L'herpès ou teigne des chevaux

On désigne sous ces deux appellations, la première scientifique, la seconde imagée (de même que celle de « dartre », employée aussi dans le langage courant), une maladie de la peau ordinairement plus ennuyeuse que dangereuse, mais pouvant devenir grave dans certains cas, à cause de sa grande contagiosité, non seulement pour les animaux, mais aussi pour l'homme. Elle est provoquée par la présence d'un champignon parasite (Tricophyton tonsurans) qui se développe dans les follicules pileux et détermine la chute des poils, après les avoir réunis en touffes hérissées par une croûte à leur base, qui se détache en quelques jours, laissant à leur place une dépilation arrondie à surface plus ou moins suintante. D'après la forme de ces dépilations, on a pris l'habitude de distinguer trois sortes d'herpès : l'herpès tonsurans, se manifestant par les plaques dépliées pouvant atteindre de quatre à cinq centimètres de diamètre ; l'herpès circiné, sous forme d'anneaux dépourvus de poils avec centre non dépilé ; enfin l'herpès epilans, formé par des pustules de la grosseur d'un pois environ, laissant plus tard une surface dépourvue de poils.

Bien que l'herpès soit une affection le plus souvent bénigne, elle n'est pas sans influencer l'état général des sujets atteints, surtout des poulains ; et, comme elle est des plus contagieuses, les spores du champignon se disséminant rapidement sur toutes les parties du corps et passant d'un animal à un autre, par l'intermédiaire des objets de pansage, des couvertures et tous accessoires du harnachement, elle prend finalement une grosse importance économique quand elle sévit dans une écurie nombreuse.
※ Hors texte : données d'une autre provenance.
PR #2354, opened 2019-06-12
docs: add debug info in travis builds

oliver-sanders:
* Output Sphinx traceback in the event of error.
* When error reporting don't bail on failure.
* Add the `sphinxcontrib-svg2pdfconverter` dependency.

### DIFF
--- a/.travis/now
+++ b/.travis/now
@@ -92,7 +92,8 @@ _install_sphinx () {
     # sphinx documentation and its extensions
     APT+=(latexmk texlive texlive-generic-extra texlive-latex-extra \
           texlive-fonts-recommended graphviz)
-    PIP+=(sphinx sphinx_rtd_theme sphinxcontrib-httpdomain hieroglyph)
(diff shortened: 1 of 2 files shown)


.travis/now
```diff
@@ -161,12 +162,27 @@ install () {
...
     bash <(curl -s https://codecov.io/bash)
 }
 
+_report_error() {
+    # don't bail out on error
+    set +eu
+
+    printenv PATH PYTHONPATH
+    rose check-software
+    cat /tmp/sphinx-err*  # sphinx traceback
```
matthewrmshin: Doesn't matter here, but should redirect error messages to `>&2` as a good practice.

oliver-sanders:
FYI, the error script diddn't work in `.travis.yml` as `.bashrc` doesn't get sourced, `.travis/now` manually sources `.bashrc` to get around this. Another interesting Travis environment quirk to be aware of...

.travis/now
oliver-sanders: Doesn't make a jot of difference but done!

PR #2355, opened 2019-06-13
rosie: restore rosie ws

oliver-sanders:
NOTE: As `sqlalchemy` was installed to system Python rather than Travis Python some tests wern't being run (due to missing dependencies). These have been fixed.

* Restore files removed in 400494415dcd788f956c991c85e1c003f8c4ff4b.
* Re-jig `.travis/now` with a new `RI_PATH` for setting `PATH` in `rose_site_init` in `env -i` environments.
* Fix tests.


matthewrmshin:
Travis CI build failing due to lack of `request` module?

oliver-sanders:
By adding the Rosie dependencies we are now activating tests which might not have been run since Python2.

Rosie tests are falling over in a peculiar way. It would appear `svn_post_commit` is being run under Python3.5 (OS provided) rather than 3.7 (Travis installed).

oliver-sanders:
In #2288 `sqlalchemy` was [installed to system Python](
https://github.com/metomi/rose/pull/2288/files#diff-354f30a63fb0907d4ad57269548329e3R28) via `apt-get`.

oliver-sanders:
Added a `rose_init_site` script to the Travis environment.

oliver-sanders:
Attempted solutions:

1. Source `.bashrc` in `rose_init_site`.
  * Results in test failures as it modifies `$PATH` and `$PYTHONPATH`
2. Source `.bashrc` only if `${HOME}` is not defined.

oliver-sanders:
The tests should pass this time:

* For the moment I've moved `pygraphviz` imports out the way awaiting complete removal.
* I've skipped a failing test which is punted to https://github.com/metomi/rose/issues/2357

sadielbartholomew:
> I've skipped a failing test which is punted to #2357

I had a look-see at this, & it is failing for quite a significant reason: the ``rosie-disco`` web files are not there!

Because all other ``t/rosie-disco/`` sub-tests were testing on ``?format-json`` endpoints, the only two tests that were checking for rendered pages, which use the HTML templates & CSS & JS files from the ``lib/html/`` directory in ``2019.XX`` & previous versions, were the sub-tests for the root index page! And the second of those:

https://github.com/oliver-sanders/rose/blob/a2309eb25e6768d9c0628d9da75e1f3adb9f91b5/t/rosie-disco/00-basic.t#L65-L70

was just testing for a re-direct to the equivalent with the trailing slash, so it passed. But it redirected from a ``500 Internal Sever Error``, as was being returned for the redirected page causing that one sub-test failure.

Presumably at some point the web files required were removed from ``master``. Though we no longer need the subset of them designed for Rose Bush, we still want them for the updated Python 3 Rosie Disco. I will put in a PR to this branch which re-adds the necessary directories (leaving out obvious Rose Bush files), & removes the comment characters on the currently-failing sub-test which should then pass (Travis, based on the local test battery pass I then see).

oliver-sanders:
Thanks Sadie, hopefully this should now pass.

matthewrmshin:
Travis CI unit test failing - need to filter out `lib/html/` hierarchy?

sadielbartholomew:
Ah, & naturally those web files come a bundle of issues as flagged also by Codacy. Can we get them ignored & (re-)raised as an Issue? I can't recall quite how we dealt with those previously...

matthewrmshin:
On Codacy. We should filter out the external libraries from the analysis. Some of our own stuffs can be fixed. The others should be flagged for ignore.

matthewrmshin:
Branch in conflict.

sadielbartholomew:
@oliver-sanders what is the state of this PR, so I know when to review? Is the plan to address those Codacy points? Also I have kicked Travis CI but across a number of tries it keeps returning an error from a syntax error in ``.travis/now``.

oliver-sanders:
PR was still ready for review, tests broken by most recent conflict resolution.

matthewrmshin:
Unit test broken by style check?

oliver-sanders:
The three codacy issues can be ignored:

* The Jinja2 autoescape comment is just wrong as this is set on the following line
* The `input` comments are not relevant to Python3, Tim has ignored these issues in #2360

matthewrmshin:
@wxtim Please perform a final sanity check. The Codacy/Bandit issue can be unflagged in your branch?

PR #2360, opened 2019-06-25
Another rose package branch

wxtim:
## Aim
Turn Rose into a PyPi Package

## Todo List
- [x] Setup.py written.
    - [x] setup.py rechecked removing working stuff
- [x] Basic functionality ported and a reasonable (working) metomi.rose package being installable using pip.
    - [x] Rose Version
    - [x] rose on the command line
    - [x] Replace $ROSE_HOME
        - [x] Mostly Done
        - [x] Final Checks
- [x] Test battery moved to etc/bin/rose-test-battery and modified to work from there.
    - [x] Rose regression tests
        - [x] Locally
        - [x] Travis
    - [x] Pytest made to work on Travis
    - [x] Shellcheck made to work on Travis
    - [x] Doccheck made to work on Travis
- [x] compacted branch history a little.
- [x] Personally Proofread / Sanity check
- [x] Talk to @oliver-sanders about merge strategy for PR #2355 
- [ ] Create follow on issue to fix Rosie.
- [ ] Create follow on issue RE hard-coded auto-generated content see https://github.com/metomi/rose/pull/2360#discussion_r300668575.

## Notes
* Rosie testing has been disabled in this branch, which almost certainly breaks Rosie. This will need to be fixed after PR #2355 has been finished. 

## Important
`rose-test-battery` and `rose-make-docs` have been moved to `etc/bin/$UTILNAME` on the basis that they are for dev use only.


wxtim:
I tried to rebase and I ended up with a conflict. Will have a more careful think about this tomorrow.

.bandit
```diff
@@ -1 +1 @@
-skips: ['B101']
+skips: ['B101', 'B322']
```
wxtim: B322 Refers to the method `input` which the bandit message asserts is safe in Python3, but complains about anyway. https://github.com/PyCQA/bandit/issues/402

.gitignore
```diff
@@ -5,6 +5,7 @@ etc/opt
 lib/bash/rose_init_site
 doc
 venv
+metomi_rose.egg-info
```
wxtim: @kinow Should I be excluding the egg-info file?

.travis.yml
```diff
@@ -22,20 +22,22 @@ jobs:
...
     - name: "Test Battery"
       before_install:
         - export PATH="$PWD/.travis:$PATH"
-        - now install coverage cylc fcm rose tut_suite
+        - now install coverage fcm tut_suite
+      install:
+        - now install isodatetime cylc rose
       script:
         - now test battery
+
```
wxtim: For tidyness only

.travis/now
```diff
@@ -51,7 +51,7 @@ _join () {
 }
 
 _build_docs () {
-    rose make-docs --strict clean html slides latexpdf
+    etc/bin/rose-make-docs --strict clean html slides latexpdf
```
wxtim: I believe that this is a largely dev-only function?

.travis/now
```diff
@@ -60,8 +60,9 @@ _install_coverage () {
 }
 
 _install_rose () {
+    pip install -e .
```
wxtim: @kinow is this a safe/full test, or should we install fully, since that is what the customer will probably do...

.travis/shellchecker
```diff
@@ -79,12 +79,13 @@ default () {
...
         --exclude etc/rose-bash-completion \
         --exclude t \
-        -- -e SC1090
+        -- -e SC1090 -e SC2119
 
     # run a lenient check on all test scripts
     main t -- -S error -e SC1090
 }
 
+shellcheck -V
```
wxtim: I put this in for debugging, but outputting the version of shellcheck used seems like a good idea. Thoughts?

bin/rose
```diff
@@ -37,7 +37,9 @@
 if ${ROSE_DEBUG:-false}; then
     set -x
 fi
-. "$(dirname "$0")/../lib/bash/rose_init"
+# shellcheck source=lib/bash/rose_init
```
wxtim: Apparently shellcheck and pip don't play nicely.

metomi/rose/apps/rose_ana.py
```diff
@@ -34,16 +34,17 @@
...
+from metomi.rose.reporter import Reporter
+from metomi.rose.resource import ResourceLocator
+from metomi.rose.app_run import BuiltinApp
+from metomi.rose.env import env_var_process
 
 
 class KGODatabase(object):
     """
-    KGO Database object, stores comparison information for rose_ana apps.
+    KGO Database object, stores comparison information for metomi.rose_ana
```
wxtim: Frustratingly a lot of this diff is to prevent to addition of `metomi.` from making `len(lines) > 79`.

.bandit
oliver-sanders: Fine.

.travis/now
oliver-sanders: Fine, we will probably change this in-line with https://github.com/cylc/cylc-doc/pull/26 anyway.

.travis/now
oliver-sanders: This is what we do for Cylc so should be fine?

.travis/shellchecker
oliver-sanders: Whatever.

If desired you could put it in the Travis "after failure" section (ps: Matt will ask you to send this output to stderr).

bin/rose
oliver-sanders: > Apparently shellcheck and pip don't play nicely.

???

.gitignore
oliver-sanders: Yep.

.travis/now
kinow: Editable install is more likely to get broken. That's why I cjose to build like that in travis. So if not concerned about editable installs failing, you can use the normal approach instead

t/rosa-db-create/00-basic.t
```diff
@@ -22,6 +22,8 @@
 # svn-post-commit", which is tested quite thoroughly in its own test suite.
 #-------------------------------------------------------------------------------
 . $(dirname $0)/test_header
+skip_all # Skipped pending fix
```
sadielbartholomew: Why is ``skip_all`` called twice for many of the skipped tests?

t/rose.config_tree/00-self.t
```diff
@@ -17,4 +17,5 @@
 # You should have received a copy of the GNU General Public License
 # along with Rose. If not, see <http://www.gnu.org/licenses/>.
 #-------------------------------------------------------------------------------
-exec python3 $ROSE_HOME/lib/python/rose/config_tree.py "$@"
+from metomi.rose.config_tree import _Test
+_Test().run()
```
sadielbartholomew: Pop a newline at the end of this file, to avoid nastiness that can sometimes occur without.

metomi/rose/__init__.py
```diff
@@ -127,3 +127,5 @@
 
 # Paths in the Rose distribution.
 FILEPATH_README = "README.md"
+
+__version__ = "2.0.0alpha"
```
sadielbartholomew: :smile: Rose 2 here we come!

sphinx/api/command-reference.rst
```diff
@@ -9,6 +9,59 @@ Rose Commands
 
 .. auto-cli-doc:: rose rose
 
+----
+
+.. _command-rose-test-battery:
```
sadielbartholomew: The command reference is auto-generated & should now be excluded from the content under version control. If you have added new description for a command, it needs to be put with that command's module file so it gets printed to STDOUT with the ``--help`` option, & then the script to parse will pick it up & add it to this rendered file in the HTML docs.

oliver-sanders: @sadielbartholomew this is here because the command has been moved to `etc/` so the `.. auto-cli-doc:: rose rose` directive is no longer able to document it so Tim has added in the derived content for just the test battery command for now (as there are references to it elsewhere in the docs).

sadielbartholomew: Thanks for the explanation. I'll add a tick-box note to the main PR comment as a reminder to create a follow-on Issue for this. (@wxtim in future could important background like this be popped onto the main PR comment to aide with reviewing?)

bin/rose
wxtim: Shellcheck objects to the script being sourced because PIP puts it somewhere shellcheck doesn't think to look.

metomi/rose/apps/rose_ana.py
wxtim: @kinow  - is that a confused face or a sad face?
if confused:
```python
# If a line is > 72 chars long...
from rose.verylongname import AReallyQuiteExtraordinarilyLongClassName

# ... metomi. will push it over 79 chars...
from metomi.rose.verylongname import AReallyQuiteExtraordinarilyLongClassName

# ... so will need a bit of refactoring/jiggery-pokery
from metomi.rose.verylongname import (
    AReallyQuiteExtraordinarilyLongClassName
)
```

t/rosa-db-create/00-basic.t
wxtim: Probably a `Tim: Cannot use SED competently error`

sphinx/api/command-reference.rst
wxtim: Yes. sorry.

.travis/now
wxtim: stet

wxtim:
> Some comments from a quick preliminary check. The PyPI installation seems to work grinning: 
> `Successfully installed metomi-rose-0.0.1`!

**Hooray!** :fireworks: 

---

> Some commands e.g. `rose suite-run` & `rose check-software` seem to work, 
> but others e.g. `rose make-docs` & `rose test-battery` are not recognised, giving 
> this error format:

Have been replaced by `etc/bin/rose-app-name`. My fault for not putting a note in the initial PR comment explaining what has happened to these items. 

---

>     * It seems we're going from `lib/python/` to `metomi/` as the sub-directories 
> to hold the `rose` (etc.) Python modules (Why have we gone for that naming, 
> out of interest?) 

Rose is taken. We wanted an umbrella name-space. I don't think the reasoning was any more than that.

---

> From a `grep` there still are a lot of references to `lib/python/`, many of which
> need amending (e.g. paths written into the docs).

Well spotted, I'll have a look at that!

---

>     * The PyPI listing for `metomi-rose` has a few broken links ('How to Contribute'
> , 'Acknowledgement for Non-Rose Work')

This branch has not been loaded onto PyPi. Can you tell me what you did to test this?

---

> There are some files under `HEAD` & `vnX` directories, which doesn't 
> seem right (unless it is some test battery facet I have not seen before)?

These belong to test battery (mainly `t/rose-macro/17-import.t` and rose-task-run for rose arch and prune). It looks like it's for testing macros dealing with multiple versions. These exist in master: I've only moved them.
It appears to be a rose macro for the creation of baked Alaska. :cake: :ice_cream:

metomi/rose/apps/rose_ana.py
oliver-sanders: `AReallyQuiteExtraordinarilyLongClassName`, rename the class!

oliver-sanders: Also it isn't `metomi.rose_ana` it's just `rose_ana` or "Rose Ana".

wxtim: > `AReallyQuiteExtraordinarilyLongClassName`, rename the class!

This was a made-up example to illustrate the problem. Your solution is of course correct and the class should be re-named. The point still stands though that the addition of metomi. requires a change where the magnitude of the diff is very much greater than the significance of the change.

wxtim:
## Remaining instances of `lib/python`
* In the test folder: All instances of `lib/python` are inside the test dir, indicating that these are not references to $ROSE_HOME/lib/python but to $TEST_DIR/suite/or/test/lib/python. These should not be changed.

* In sphinx folder - 

* In `metomi/rose/resource.py`. This only appears in a comment, but should be changed

* In docs: Should follow sphinx fix.

Working on this, will update comment when done.

wxtim:
@sadielbartholomew @oliver-sanders  & @kinow - I have got the branch of this branch with the Rosie and Rosa tests in it working PR #2366 so depending on how you feel you may wish to deprecate this PR and have a look at both together. If you choose not to the second PR will have a much smaller diff. :grinning:

wxtim:
This PR deprecated in favour of #2366

sadielbartholomew:
Thanks for your detailed response to my comments & questions, @wxtim. Sorry for the delay in responding (delivering User Training is quite intensive). Some responses & further detail:

> Rose is taken. We wanted an umbrella name-space. I don't think the reasoning was any more than that.

For the record of anyone following, I didn't know this but as Tim & Matt explained offline, for PyPI namespacing, there are requirements on the directory names at the top level under the entire repository directory. Plain ``Rose`` is taken under PyPI so we are going for ``metomi.rose`` as the Rose module & hence we need to use the sub-directory name ``metomi`` to contain the Rose modules.

> This branch has not been loaded onto PyPi. Can you tell me what you did to test this?
>
> I had a look on Pypi and I've made these link to the corresponding file on Github because
> ...

Ah, yes, my apologies since that point wasn't strictly related to this PR, but when I went to see if we had reserved the namespace up on PyPI, I did notice that, & I am not down as a maintainer for the package so couldn't go in & fix it myself. I've re-tested the links after your changes & they now work, thanks.

> I think we might prefer to have a separate PYPIREADME.md

Eventually, perhaps, but for now the current set up is more than sufficient, I think.

PR #2361, opened 2019-07-09
doc: tutorial tweaks

oliver-sanders:
Address some snag points in the tutorial material.

### DIFF
--- a/sphinx/tutorial/rose/metadata.rst
+++ b/sphinx/tutorial/rose/metadata.rst
@@ -66,7 +66,8 @@ The Metadata Format
 
    [env=WORLD]
    description=The name of the world to say hello to.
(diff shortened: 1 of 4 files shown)


sphinx/tutorial/rose/metadata.rst
```diff
@@ -66,7 +66,8 @@ The Metadata Format
 
    [env=WORLD]
    description=The name of the world to say hello to.
-   values=Mercury, Venus, Earth, Mars, Jupiter, Saturn, Uranus, Neptune
+   values=Mercury, Venus, Earth, Mars, Jupiter,
+         =Saturn, Uranus, Neptune
```
sadielbartholomew: To stop the text getting cut off by the box end, I am sure, but this will also be a nice reminder on multi-line value usage, which is mentioned for the Rose config format but then not used in any of the examples.

PR #2364, opened 2019-07-09
doc: fix app poll delays syntax

matthewrmshin:
Correct syntax is PT0S not 0.


oliver-sanders:
1 review sufficient for this small doc change.

PR #2391, opened 2019-10-30
rosie: only raise SuiteIdTextError if there is actually a suite id error

oliver-sanders:
Rosie unhelpfully raises a `SuiteIdTextError` upon any error in `svn info <location>`.

Whilst error could mean an invalid suite name it could also mean a connection problem e.g. authentication.

I've seen this recently with the `rosie copy` command.

TODO:

* [ ] Forward port to Rose 2
* [ ] Test?

### DIFF
--- a/lib/python/rosie/suite_id.py
+++ b/lib/python/rosie/suite_id.py
@@ -515,8 +515,12 @@ class SuiteId(object):
             try:
                 info_entry = info_parser.parse(
                     self.svn("info", "--xml", location))
-            except RosePopenError:
-                raise SuiteIdTextError(location)
+            except RosePopenError as exc:
+                if 'E200009' in exc.stderr:
+                    # E200009: Could not display info for all targets
+                    #          because some targets don't exist
+                    raise SuiteIdTextError(location)
+                raise
             else:
                 if "commit:revision" in info_entry:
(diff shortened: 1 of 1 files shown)


dpmatthews:
Just ran a test with GNOME keyring locked so Subversion couldn't access it's cached password.

Using Rose 2019.01.2:
```
$ rosie id --next u
<snip>
rose.popen.RosePopenError: svn ls https://code.metoffice.gov.uk/svn/roses-u # return-code=1, stderr=
svn: E170013: Unable to connect to a repository at URL 'https://code.metoffice.gov.uk/svn/roses-u'
svn: E215000: GNOME Keyring is locked and we are non-interactive
```
That's OK - we can see the error reported by Subversion.

```
$ rosie copy u-xx999
<snip>
rosie.suite_id.SuiteIdTextError: https://code.metoffice.gov.uk/svn/roses-u/x/x/9/9/9/trunk@HEAD: invalid suite ID
```
Not OK - no indication there is a problem accessing the repository.

With the proposed change:
```
$ rosie copy u-xx999
<snip>
rosie.suite_id.SuiteIdPrefixError: u: cannot determine prefix location
```
Different but no better :-(

PR #2421, opened 2020-11-27
Pre-commit hook: Add messages to certain bad changes

MetRonnie:
Split off the main hook-overhaul PR #2417. Gives more useful error messages

### DIFF
--- a/lib/python/rosie/svn_pre_commit.py
+++ b/lib/python/rosie/svn_pre_commit.py
@@ -131,18 +131,22 @@ class RosieSvnPreCommitHook(RosieSvnHook):
                     is_bad = True
                     break
             if is_bad:
-                bad_changes.append(BadChange(status, path))
+                msg = "Directories above the suites must match the ID patterns"
+                bad_changes.append(BadChange(status, path, content=msg))
                 continue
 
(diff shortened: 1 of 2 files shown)


lib/python/rosie/svn_pre_commit.py
```diff
@@ -260,7 +264,8 @@ def run(self, repos, txn):
 
             # Only admin users can remove the suite
             if author not in admin_users and not path_tail:
-                bad_changes.append(BadChange(status, path))
+                msg = "Only admin users can remove the suite"
```
dpmatthews, line 267: ```admin_users``` includes the suite owner who is the only person allowed to remove a suite under normal circumstances. Therefore, I think the message should be:
```"Only the suite owner can remove the suite"```

dpmatthews (changes requested):
Looks good apart from the one message

lib/python/rosie/svn_pre_commit.py
MetRonnie: Done

dpmatthews (approved):

wxtim (approved):

PR #2422, opened 2020-12-03
Fix db-create, pre-/post-commit hooks

MetRonnie:
#2417 ported to master

> Fixes several bugs.
>
> Pre-commit hook:
> - Check validity of rose-suite.info in branches, not just trunk, for each transaction (this includes whether the file is present, whether the owner, title, project are specified)
> - Ensure sections are not permitted in the info file
>
> Post-commit hook:
> - If the info file fail is not encoded in UTF-8, <del>try latin-1 aka ISO 8859-1 for decoding</del> <ins>raise a useful error saying configuration files must be in UTF-8 (this applies to pre-commit hook too)</ins> (this decoding is necessary to store the info files values in the database)
> - If owner, project or title missing in a historical commit, insert the string `'null'` into the database instead of no entry at all
>
> `db_create.py`:
> - Instead of returning if the post-commit hook fails, skip the revision and continue

### DIFF
--- a/metomi/rose/config.py
+++ b/metomi/rose/config.py
@@ -96,9 +96,16 @@ import re
 from metomi.rose.env import env_var_escape
 import shlex
 import sys
+import codecs
 from tempfile import NamedTemporaryFile, SpooledTemporaryFile
 from functools import cmp_to_key
 from metomi.rose.unicode_utils import write_safely
+
+
+codecs.register_error(
+    'handle_decode_err',
+    lambda err: (_ for _ in ()).throw(ConfigDecodeError(err))
+)  # The above is just a hack to raise an exception inside a lambda
 
 
 CHAR_ASSIGN = "="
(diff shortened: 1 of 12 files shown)


oliver-sanders (approved):

oliver-sanders:
Latest commits look good.

oliver-sanders:
@dpmatthews I think we can merge if you are happy.

dpmatthews:
Testing with the latest version showed up an unexpected difference in the output.
2019.01.x:
```
 [FAIL] BAD VALUE IN INFO FILE: <fdopen>(6): expecting "KEY=VALUE"
```
This branch:
```
> [FAIL] BAD VALUE IN INFO FILE: 5(6): expecting "KEY=VALUE"
```

dpmatthews (approved):
Everything now working fine in my tests

PR #2430, opened 2020-12-30
env_var_process: add opt to provide environ dict

oliver-sanders:
Allows usage like this:

```python
my_environ = {'foo': '42'}
env_var_process('$foo', my_environ)
```

### DIFF
--- a/metomi/rose/env.py
+++ b/metomi/rose/env.py
@@ -136,7 +136,7 @@ def env_var_escape(text, match_mode=None):
     return ret
 
 
-def env_var_process(text, unbound=None, match_mode=None):
+def env_var_process(text, unbound=None, match_mode=None, environ=os.environ):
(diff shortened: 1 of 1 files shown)


wxtim (approved):
- [x] Sanity Check.
- [x] Looked at failing tests - seems to be failing in the same way as master. Pretty nasty looking though. 😢 
- [x] Appears to allow tests on (cylc-rose:PR16)[https://github.com/cylc/cylc-rose/pull/16/files] to pass successfully.
- [ ] Utterly convinced that I have not missed small breakages in my comparison of test failures against master.

@oliver-sanders  - I'd like you to assure me that you think the current crop of test failures are reasonable before I merge.

oliver-sanders:
Currently working on an overhaul branch that will get the tests passing (down to the last 13 fails!).

PR #2431, opened 2020-12-30
Auto update copyright year

MetRonnie:
Sorry, this is getting repetitive!

The middle commit contains the 400-odd removals of years from copyright notices in the code

### DIFF
--- a/t/rose-config-diff/00-basic.t
+++ b/t/rose-config-diff/00-basic.t
@@ -1,6 +1,6 @@
 #!/bin/bash
 #-------------------------------------------------------------------------------
-# Copyright (C) 2012-2019 British Crown (Met Office) & Contributors.
+# Copyright (C) British Crown (Met Office) & Contributors.
 #
 # This file is part of Rose, a framework for meteorological suites.
 #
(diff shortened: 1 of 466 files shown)


t/rose-config-diff/00-basic.t
```diff
@@ -305,7 +305,7 @@ file_cmp "$TEST_KEY.out" "$TEST_KEY.out" <<'__DIFF__'
     13	# description=Environment variable configuration
     14	[env]
     15	GEARSTICK_DECORATION=golfball
-    16	
+    16
```
oliver-sanders, line 308: Will need to check these file comparisons still pass with whitespace stripped.

oliver-sanders: Nope, the whitespace is functional.

MetRonnie: D'oh

MetRonnie: I've gone through every file where more than 1 line was changed and undone the whitespace changes in heredocs

oliver-sanders: Thanks.

oliver-sanders (approved):

Issue #2438, opened 2021-01-29
Incremental file install not working if previous source re-used


dpmatthews:
If I run the following
```
echo 1 > test1
echo 2 > test2
echo 3 > test3
mkdir app-run
cd app-run
printf "[command]\ndefault=\n[file:test]\nsource=$OLDPWD/test1" > rose-app.conf 
rose app-run -q
echo  "Installed contents: $(cat test)"
printf "[command]\ndefault=\n[file:test]\nsource=$OLDPWD/test2" > rose-app.conf 
rose app-run -q
echo  "Installed contents: $(cat test)"
printf "[command]\ndefault=\n[file:test]\nsource=$OLDPWD/test3" > rose-app.conf 
rose app-run -q
echo  "Installed contents: $(cat test)"
printf "[command]\ndefault=\n[file:test]\nsource=$OLDPWD/test1" > rose-app.conf 
rose app-run -q
echo  "Installed contents: $(cat test)"
```
I get
```
Installed contents: 1
Installed contents: 2
Installed contents: 3
Installed contents: 3
```
Changing the source back to a previous version is just ignored.

wxtim:
I believe that this is not catered for in line 213 of `lib/python/rose/config_processors/fileinstall.py`.
```python
            source.is_out_of_date = (
                not prev_source or
                (not source.key and not source.paths) or
                prev_source.scheme != source.scheme or
                prev_source.loc_type != source.loc_type or
                prev_source.key != source.key or
                sorted(prev_source.paths) != sorted(source.paths))
```
I'm still investigating what `scheme`, `loc_type` and `key` are, but it doesn't look like a file with the same path as one in the DB is recognised as different. I presume that we'd like to store a checksum in the DB and check this?

wxtim:
I've found and fixed this bug in Rose 1.x. I will look at whether this bug occurs in `cylc install` once https://github.com/cylc/cylc-flow/pull/4023 has been merged. The test created in #2440  should probably be ported to `cylc/cylc-rose`.

oliver-sanders:
closed by #2440

PR #2440, opened 2021-02-03
[2019.x] File not installed if source used previously.

wxtim:
Address #2438 

- [x] New test created, which fails when put on 7.8.x

Response to bug reported by @jarich.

Les médicaments les plus variés ont été employés pour le traitement de l'herpès (pommade mercurielle ou soufrée, teinture d'iode, solution de sublimé, mélange Sabouraud de phénol, teinture d'iode et chloral à parties égales, etc., etc.), et presque toujours avec succès, quand ils étaient appliqués avec soin et persévérance. Mais il existe deux modes de traitement particulièrement recommandables, pour la facilité de leur emploi et pour leur économie, préconisés par des vétérinaires militaires ayant été appelés à combattre de longues et graves épidémies d'herpès, parmi les chevaux de leurs régiments.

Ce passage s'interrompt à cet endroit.